PR #870, opened 2022-04-29
wt_dcache_wbuffer.sv: remove init for user

Gchauvon:
Remove init for user field of the register.

@JeanRochCoulon can you look at that ?

Guillaume


Gchauvon:
Yes, I have.

PR #908, opened 2022-06-09
Fix exception type on PMP check during PTW

### LINKED ISSUE #906: [Bug Report] Incorrect exception type of PMP violation during address translation
Our co-simulation framework found that the exception type of address translation PMP violation is incorrect.

In the following test case, we let a non-leaf (level 2) PTE out of the PMP range.
Next, we will perform a store operation with a special virtual address, during translation processor will try to access the PTE that does not match any PMP.
cva6 throws a load access fault, while spike throws a store access fault.

```
[cva6]  Exception @    119000, PC: 000000008000036c, Cause: Load Access Fault,
[cva6]                                 tval: 0000000080102008
[spike] core   0: 0x000000008000036c (0x00b52023) sw      a1, 0(a0)
[spike] core   0: exception trap_store_access_fault, epc 0x000000008000036c
[spike] core   0:           tval 0x0000000040201010
[spike] core   0: 0x0000000080000004 (0x34302f73) csrr    t5, mtval
[error] WDATA SIM 0000000040201010, DUT 0000000080102008
[error] check board clear 30 error
```

According to riscv-privileged specification:
> If accessing pte violates a PMA or PMP check, raise an access-fault exception corresponding to the original access type.

Hence, cva6 should throw a store access fault.

[cva6-9.zip](https://github.com/openhwgroup/cva6/files/8862145/cva6-9.zip)

> @ProjectDimlight helps reproduce the problem

Moschn:
Fixes #906

According to the spec:
> If accessing pte violates a PMA or PMP check, raise an access-fault
> exception corresponding to the original access type.

Found by @Phantom1003 and @ProjectDimlight

Signed-off-by: Moritz Schneider <moritz.schneider@inf.ethz.ch>

### DIFF
--- a/core/mmu_sv39/mmu.sv
+++ b/core/mmu_sv39/mmu.sv
@@ -397,8 +397,12 @@ module mmu import ariane_pkg::*; #(
                 if (ptw_access_exception) begin
                     // an error makes the translation valid
                     lsu_valid_o = 1'b1;
-                    // the page table walker can only throw page faults
-                    lsu_exception_o = {riscv::LD_ACCESS_FAULT, {{riscv::XLEN-riscv::PLEN{1'b0}}, ptw_bad_paddr}, 1'b1};
+                    // Any fault of the page table walk should be based of the original access type
+                    if (lsu_is_store_q) begin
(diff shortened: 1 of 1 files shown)


zarubaf (approved):
Thanks, good catch!

JeanRochCoulon (approved):

Issue #876, opened 2022-05-15
[Bug Report] incorrect SFENCE.VMA decoder


Phantom1003:
Hi, we are currently doing some co-simulation with cva6 and spike, and we found the decoder has an incorrect behavior when meeting a sfence.vma with non-zero rd field.

According to the ISA Specification (Volume II: RISC-V Privileged Architectures V20211203 Page 152) for the SFENCE.VMA format, instr[11:7] should be 5'b00000. 

When modified instr[11:7] to 5'b00001. cva6 treats this instruction as SFENCE.VMA as well. No exception occurred. The implementation is missing a check for this field. 

https://github.com/openhwgroup/cva6/blob/44a89b9cd408b869fb4ed2c0cec35e1561588e37/core/decoder.sv#L152-L165

In the following test case, there is an invalid sfence.vma at 0x80000190, whose rd field is 1, cva6 execute it as normal instruction, while spike throws an excaption.
```
  [cva6] 532890ns    26637 M 000000008000018c 0 12000073 sfence.vma 
  [spike] core   0: 0x000000008000018c (0x12000073) sfence.vma zero, zero                         
  [cva6] 534950ns    26740 M 0000000080000190 0 120000f3 sfence.vma    
  [spike] core   0: 0x0000000080000190 (0x120000f3) unknown
  [spike] core   0: exception trap_illegal_instruction, epc 0x0000000080000190
  [spike] core   0:           tval 0x0000000000000000
```

[cva6-0.zip](https://github.com/openhwgroup/cva6/files/8694534/cva6-0.zip)

> @LuminaDCIX helps reproduce the problem

Phantom1003:
cc to @zarubaf

PR #921, opened 2022-06-23
fix sfence.vma decoder

Phantom1003:
from https://github.com/openhwgroup/cva6/issues/876, this patch passed the testcase in the report.
The original design reset the illegal_instr during privilege check, use the previous value instead 0.


zarubaf (approved):
Great, thanks soo much for finding and fixing those! Greatly appreciated!

JeanRochCoulon:
LGTM

Issue #899, opened 2022-06-03
[Bug Report] incorrect DRET decoder


Phantom1003:
Our co-simulation framework found the decoder has an incorrect behavior when execute a `dret` with non-zero rd field.

According to the Debug Specification Version 1.0.0:
> To resume execution, the debug module sets a flag which causes the hart to execute a `dret`. `dret` is an instruction that only has meaning while in Debug Mode and not executing from the Program Buffer. Its recommended encoding is 0x7b200073.

When modified instr[11:7] to 5'b00001. cva6 treats this invalid `dret` as normal `dret` as well. No exception occurred. The implementation is missing a check for this field.

In the following test case, there is an invalid `dret` at 0x8000019c, whose rd field is 1, cva6 execute it as normal instruction, while spike throws an excaption.

```
[spike] core   0: 0x000000008000019c (0x7b200273) unknown
[spike] core   0: exception trap_illegal_instruction, epc 0x000000008000019c
[spike] core   0:           tval 0x000000007b200273
[spike] core   0: 0x0000000080000004 (0x00000f17) auipc   t5, 0x0
[error] PC SIM 0000000080000004, DUT 000000008000019c
[error] INSN SIM 00000f17, DUT 7b200273
[CJ] Commit Failed
[cva6]     786ns      771 D 000000008000019c 0 7b200273 INVALID   // CVA6 continues to execute 
[cva6]    1068ns     1053 S 000000008000017c 0 0ff0000f fence         // subsequent instructions
```

We believe is the debug mode checking reset the correct signal:
https://github.com/openhwgroup/cva6/blob/909d85a56cc5ace65765a63d7ed56b7ac2026f99/core/decoder.sv#L134-L135

[cva6-3.zip](https://github.com/openhwgroup/cva6/files/8833048/cva6-3.zip)
> @LuminaDCIX helps reproduce the problem

zarubaf:
Ah nice catch. Would you mind preparing a PR for that? This would be greatly appreciated. Thanks!

PR #922, opened 2022-06-23
fix dret decoder

Phantom1003:
from https://github.com/openhwgroup/cva6/issues/899, this patch passed the testcase in the report.
debug mode check reset the illegal_instr signal, use its previous value instead of 0.


zarubaf (approved):
Awesome, thanks!

JeanRochCoulon:
Thanks !

PR #930, opened 2022-07-04
Adding a Bug issue template 

eyssartk:
This template provides an automatic title and label for bug issues.


zarubaf (approved):
Thanks! Much needed imho!

PR #943, opened 2022-08-18
perf_counters: Explicit typecast for comparison

niwis:
Comparing a logic vector to an enum causes some tools (e.g. Questasim) to throw a mismatch error. Fix this by explicitly typecasting.


JeanRochCoulon:
@Gchauvon or @yanicasa, could you approve ?

zarubaf (approved):
👍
======
Try it:
Copy each line of the data that includes the word "translation".

Answer to this problem:
### LINKED ISSUE #906: [Bug Report] Incorrect exception type of PMP violation during address translation
Our co-simulation framework found that the exception type of address translation PMP violation is incorrect.
Next, we will perform a store operation with a special virtual address, during translation processor will try to access the PTE that does not match any PMP.
                     // an error makes the translation valid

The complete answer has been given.